Saved entries
PR #382, opened 2022-04-27
Update Compose compiler plugin for K/Native iOS

Zzzode:
- Updates function copy mechanisms used in iOS to match descriptors for KLIB compilation.
- Use decoys on K/N iOS target to fix deserialization error in link phase.

Test: `cd frameworks/support/ && ./gradlew :compose:integration-tests:demos:installDebug`

### DIFF
--- a/compose/compiler/compiler-hosted/src/main/java/androidx/compose/compiler/plugins/kotlin/ComposeIrGenerationExtension.kt
+++ b/compose/compiler/compiler-hosted/src/main/java/androidx/compose/compiler/plugins/kotlin/ComposeIrGenerationExtension.kt
@@ -35,6 +35,8 @@ import androidx.compose.compiler.plugins.kotlin.lower.decoys.SubstituteDecoyCall
 import org.jetbrains.kotlin.backend.common.extensions.IrGenerationExtension
 import org.jetbrains.kotlin.backend.common.extensions.IrPluginContext
 import org.jetbrains.kotlin.backend.common.serialization.DeclarationTable
+import org.jetbrains.kotlin.backend.common.serialization.GlobalDeclarationTable
+import org.jetbrains.kotlin.backend.common.serialization.mangle.ir.IrBasedKotlinManglerImpl
 import org.jetbrains.kotlin.backend.common.serialization.signature.IdSignatureSerializer
 import org.jetbrains.kotlin.backend.common.serialization.signature.PublicIdSignatureComputer
 import org.jetbrains.kotlin.ir.ObsoleteDescriptorBasedAPI
@@ -43,7 +45,9 @@ import org.jetbrains.kotlin.ir.backend.js.lower.serialization.ir.JsManglerIr
 import org.jetbrains.kotlin.ir.declarations.IrModuleFragment
 import org.jetbrains.kotlin.platform.js.isJs
 import org.jetbrains.kotlin.platform.jvm.isJvm
+import org.jetbrains.kotlin.platform.konan.isNative
 import org.jetbrains.kotlin.resolve.DelegatingBindingTrace
+import kotlin.reflect.full.primaryConstructor
 
 class ComposeIrGenerationExtension(
     @Suppress("unused") private val liveLiteralsEnabled: Boolean = false,
@@ -56,6 +60,7 @@ class ComposeIrGenerationExtension(
     private val reportsDestination: String? = null
 ) : IrGenerationExtension {
     var metrics: ModuleMetrics = EmptyModuleMetrics
+
     @OptIn(ObsoleteDescriptorBasedAPI::class)
     override fun generate(
         moduleFragment: IrModuleFragment,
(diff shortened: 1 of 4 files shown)


Zzzode:
Hello, I'm trying to get Compose Compiler plugin to work on iOS. I use Decoys on K/N iOS to fix deserialization error in K/N link phase.

jimgoog:
cc @igordmn

compose/compiler/compiler-hosted/src/main/java/androidx/compose/compiler/plugins/kotlin/lower/ComposerParamTransformer.kt
```diff
@@ -485,7 +495,9 @@ class ComposerParamTransformer(
         if (this !is IrSimpleFunction) return false
         if (valueParameters[index].defaultValue != null) return true
 
-        if (context.platform.isJs() && this.isDecoyImplementation()) {
+        // support decoy on native target
+        if (context.platform.isJs() || context.platform.isNative() &&
```
eymar, line 499: shouldn't this condition look like this?
```kotlin 
if ((context.platform.isJs() || context.platform.isNative()) && this.isDecoyImplementation()) { ... }
```

Otherwise it will be always true for k/js targets.

compose/compiler/compiler-hosted/src/main/java/androidx/compose/compiler/plugins/kotlin/lower/decoys/CreateDecoysTransformer.kt
```diff
@@ -178,14 +347,21 @@ class CreateDecoysTransformer(
...
         val newFunction = factory {
             updateFrom(original)
             name = newName
             returnType = original.returnType
-            isPrimary = (original as? IrConstructor)?.isPrimary ?: false
+            // In konan backend for K/N, only a primary constructor can has
+            // IrInstanceInitializerCall inside, others MUST have IrDelegatingConstructorCall.
+            // So if we building a decoy implementation constructor, we should check and transfer
+            // "isPrimary" flag if need.
+            isPrimary =
```
eymar, line 362: I try to understand this change:
previous version: `isPrimary = (original as? IrConstructor)?.isPrimary ?: false`
new version `if (original is IrConstructor && context.platform.isNative()) original.isPrimary else false`

If I understand correctly, the previous version did the same but for all targets (k/js, k/n), right? And the new version will set `true` only for k/n. So can we keep the old version for setting `isPrimary` here?

compose/compiler/compiler-hosted/src/main/java/androidx/compose/compiler/plugins/kotlin/ComposeIrGenerationExtension.kt
```diff
@@ -121,6 +126,18 @@ class ComposeIrGenerationExtension(
 
         val mangler = when {
             pluginContext.platform.isJs() -> JsManglerIr
+            // Use Reflection to get KonanManglerIr from konan
+            // TODO: Use `import` to get org.jetbrains.kotlin.backend.konan.* modules
+            pluginContext.platform.isNative() -> {
```
eymar, line 131: I guess we need to access KonanManglerIr and KonanGlobalDeclarationTable for k/n only with decoys enabled. JB's builds of Compose for K/N don't use decoys now. So maybe adding one more condition `decoysEnabled` would be helpful. 

Another thought: ideally, it would be accessible without reflection.  Maybe it's worth submitting a ticket at https://youtrack.jetbrains.com/ describing the use case and linking it here in a comment, so we don't forget to update/improve this part later.

compose/compiler/compiler-hosted/src/main/java/androidx/compose/compiler/plugins/kotlin/lower/decoys/CreateDecoysTransformer.kt
```diff
@@ -162,10 +229,112 @@ class CreateDecoysTransformer(
...
         }
+
+        // We want to make origin constructor non-primary, cause ONLY primary constructor can have
+        // instance initializer call. We create a constructor's copy to transfer to non-primary,
+        // but after that, we should fix references to the origin one to make IR tree correct,
+        // modify by reflecting is the more convenient way :).
+        // If you want to copy from origin, should add @Decoy annotation on it also. References to
+        // the origin constructor haven't been changed, pass "SubstituteDecoyCallsTransformer"
+        // will check @Decoy annotation and change reference to decoy implementation.
+        if (context.platform.isNative() && original.isPrimary) {
```
eymar, line 244: At what moment does it get broken if we keep `isPrimary` as is (not changing it here at all)?

compose/compiler/compiler-hosted/src/main/java/androidx/compose/compiler/plugins/kotlin/ComposeIrGenerationExtension.kt
eymar: Maybe, since, both `mangler` and `idSignatureBuilder` needed only when decoys enabled, we can have two functions (somewhere in decoys sub-package) to create mangler and idSignatureBuilder instances. This would make this class a bit lighter, I guess.

compose/compiler/compiler-hosted/src/main/java/androidx/compose/compiler/plugins/kotlin/lower/decoys/CreateDecoysTransformer.kt
```diff
@@ -150,6 +159,64 @@ class CreateDecoysTransformer(
         }
     }
 
+    override fun visitCall(expression: IrCall): IrExpression {
+        val function = (expression.symbol.owner as? IrSimpleFunction)
+            ?: return super.visitCall(expression)
+        val property = (function.correspondingPropertySymbol?.owner)
+            ?: return super.visitCall(expression)
+
+        if (function.isDecoy() || !function.shouldBeRemapped()) {
```
eymar, line 168: Should we also skip this part for k/js (here and in other cases below)? 

`if (function.isDecoy() || !function.shouldBeRemapped() || context.platform.isJs()) {` ?

jimgoog:
Ping @Zzzode

liutikas:
This is obsolete as this project has moved to Jetbrains/kotlin repository.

- TASK REQUIREMENTS
Repeat all the entries above without altering anything.

- EXERCISE OUTPUT
PR #382, opened 2022-04-27
Update Compose compiler plugin for K/Native iOS

Zzzode:
- Updates function copy mechanisms used in iOS to match descriptors for KLIB compilation.
- Use decoys on K/N iOS target to fix deserialization error in link phase.

Test: `cd frameworks/support/ && ./gradlew :compose:integration-tests:demos:installDebug`

### DIFF
--- a/compose/compiler/compiler-hosted/src/main/java/androidx/compose/compiler/plugins/kotlin/ComposeIrGenerationExtension.kt
+++ b/compose/compiler/compiler-hosted/src/main/java/androidx/compose/compiler/plugins/kotlin/ComposeIrGenerationExtension.kt
@@ -35,6 +35,8 @@ import androidx.compose.compiler.plugins.kotlin.lower.decoys.SubstituteDecoyCall
 import org.jetbrains.kotlin.backend.common.extensions.IrGenerationExtension
 import org.jetbrains.kotlin.backend.common.extensions.IrPluginContext
 import org.jetbrains.kotlin.backend.common.serialization.DeclarationTable
+import org.jetbrains.kotlin.backend.common.serialization.GlobalDeclarationTable
+import org.jetbrains.kotlin.backend.common.serialization.mangle.ir.IrBasedKotlinManglerImpl
 import org.jetbrains.kotlin.backend.common.serialization.signature.IdSignatureSerializer
 import org.jetbrains.kotlin.backend.common.serialization.signature.PublicIdSignatureComputer
 import org.jetbrains.kotlin.ir.ObsoleteDescriptorBasedAPI
@@ -43,7 +45,9 @@ import org.jetbrains.kotlin.ir.backend.js.lower.serialization.ir.JsManglerIr
 import org.jetbrains.kotlin.ir.declarations.IrModuleFragment
 import org.jetbrains.kotlin.platform.js.isJs
 import org.jetbrains.kotlin.platform.jvm.isJvm
+import org.jetbrains.kotlin.platform.konan.isNative
 import org.jetbrains.kotlin.resolve.DelegatingBindingTrace
+import kotlin.reflect.full.primaryConstructor
 
 class ComposeIrGenerationExtension(
     @Suppress("unused") private val liveLiteralsEnabled: Boolean = false,
@@ -56,6 +60,7 @@ class ComposeIrGenerationExtension(
     private val reportsDestination: String? = null
 ) : IrGenerationExtension {
     var metrics: ModuleMetrics = EmptyModuleMetrics
+
     @OptIn(ObsoleteDescriptorBasedAPI::class)
     override fun generate(
         moduleFragment: IrModuleFragment,
(diff shortened: 1 of 4 files shown)


Zzzode:
Hello, I'm trying to get Compose Compiler plugin to work on iOS. I use Decoys on K/N iOS to fix deserialization error in K/N link phase.

jimgoog:
cc @igordmn

compose/compiler/compiler-hosted/src/main/java/androidx/compose/compiler/plugins/kotlin/lower/ComposerParamTransformer.kt
```diff
@@ -485,7 +495,9 @@ class ComposerParamTransformer(
         if (this !is IrSimpleFunction) return false
         if (valueParameters[index].defaultValue != null) return true
 
-        if (context.platform.isJs() && this.isDecoyImplementation()) {
+        // support decoy on native target
+        if (context.platform.isJs() || context.platform.isNative() &&
```
eymar, line 499: shouldn't this condition look like this?
```kotlin 
if ((context.platform.isJs() || context.platform.isNative()) && this.isDecoyImplementation()) { ... }
```

Otherwise it will be always true for k/js targets.

compose/compiler/compiler-hosted/src/main/java/androidx/compose/compiler/plugins/kotlin/lower/decoys/CreateDecoysTransformer.kt
```diff
@@ -178,14 +347,21 @@ class CreateDecoysTransformer(
...
         val newFunction = factory {
             updateFrom(original)
             name = newName
             returnType = original.returnType
-            isPrimary = (original as? IrConstructor)?.isPrimary ?: false
+            // In konan backend for K/N, only a primary constructor can has
+            // IrInstanceInitializerCall inside, others MUST have IrDelegatingConstructorCall.
+            // So if we building a decoy implementation constructor, we should check and transfer
+            // "isPrimary" flag if need.
+            isPrimary =
```
eymar, line 362: I try to understand this change:
previous version: `isPrimary = (original as? IrConstructor)?.isPrimary ?: false`
new version `if (original is IrConstructor && context.platform.isNative()) original.isPrimary else false`

If I understand correctly, the previous version did the same but for all targets (k/js, k/n), right? And the new version will set `true` only for k/n. So can we keep the old version for setting `isPrimary` here?

compose/compiler/compiler-hosted/src/main/java/androidx/compose/compiler/plugins/kotlin/ComposeIrGenerationExtension.kt
```diff
@@ -121,6 +126,18 @@ class ComposeIrGenerationExtension(
 
         val mangler = when {
             pluginContext.platform.isJs() -> JsManglerIr
+            // Use Reflection to get KonanManglerIr from konan
+            // TODO: Use `import` to get org.jetbrains.kotlin.backend.konan.* modules
+            pluginContext.platform.isNative() -> {
```
eymar, line 131: I guess we need to access KonanManglerIr and KonanGlobalDeclarationTable for k/n only with decoys enabled. JB's builds of Compose for K/N don't use decoys now. So maybe adding one more condition `decoysEnabled` would be helpful. 

Another thought: ideally, it would be accessible without reflection.  Maybe it's worth submitting a ticket at https://youtrack.jetbrains.com/ describing the use case and linking it here in a comment, so we don't forget to update/improve this part later.

compose/compiler/compiler-hosted/src/main/java/androidx/compose/compiler/plugins/kotlin/lower/decoys/CreateDecoysTransformer.kt
```diff
@@ -162,10 +229,112 @@ class CreateDecoysTransformer(
...
         }
+
+        // We want to make origin constructor non-primary, cause ONLY primary constructor can have
+        // instance initializer call. We create a constructor's copy to transfer to non-primary,
+        // but after that, we should fix references to the origin one to make IR tree correct,
+        // modify by reflecting is the more convenient way :).
+        // If you want to copy from origin, should add @Decoy annotation on it also. References to
+        // the origin constructor haven't been changed, pass "SubstituteDecoyCallsTransformer"
+        // will check @Decoy annotation and change reference to decoy implementation.
+        if (context.platform.isNative() && original.isPrimary) {
```
eymar, line 244: At what moment does it get broken if we keep `isPrimary` as is (not changing it here at all)?

compose/compiler/compiler-hosted/src/main/java/androidx/compose/compiler/plugins/kotlin/ComposeIrGenerationExtension.kt
eymar: Maybe, since, both `mangler` and `idSignatureBuilder` needed only when decoys enabled, we can have two functions (somewhere in decoys sub-package) to create mangler and idSignatureBuilder instances. This would make this class a bit lighter, I guess.

compose/compiler/compiler-hosted/src/main/java/androidx/compose/compiler/plugins/kotlin/lower/decoys/CreateDecoysTransformer.kt
```diff
@@ -150,6 +159,64 @@ class CreateDecoysTransformer(
         }
     }
 
+    override fun visitCall(expression: IrCall): IrExpression {
+        val function = (expression.symbol.owner as? IrSimpleFunction)
+            ?: return super.visitCall(expression)
+        val property = (function.correspondingPropertySymbol?.owner)
+            ?: return super.visitCall(expression)
+
+        if (function.isDecoy() || !function.shouldBeRemapped()) {
```
eymar, line 168: Should we also skip this part for k/js (here and in other cases below)? 

`if (function.isDecoy() || !function.shouldBeRemapped() || context.platform.isJs()) {` ?

jimgoog:
Ping @Zzzode

liutikas:
This is obsolete as this project has moved to Jetbrains/kotlin repository.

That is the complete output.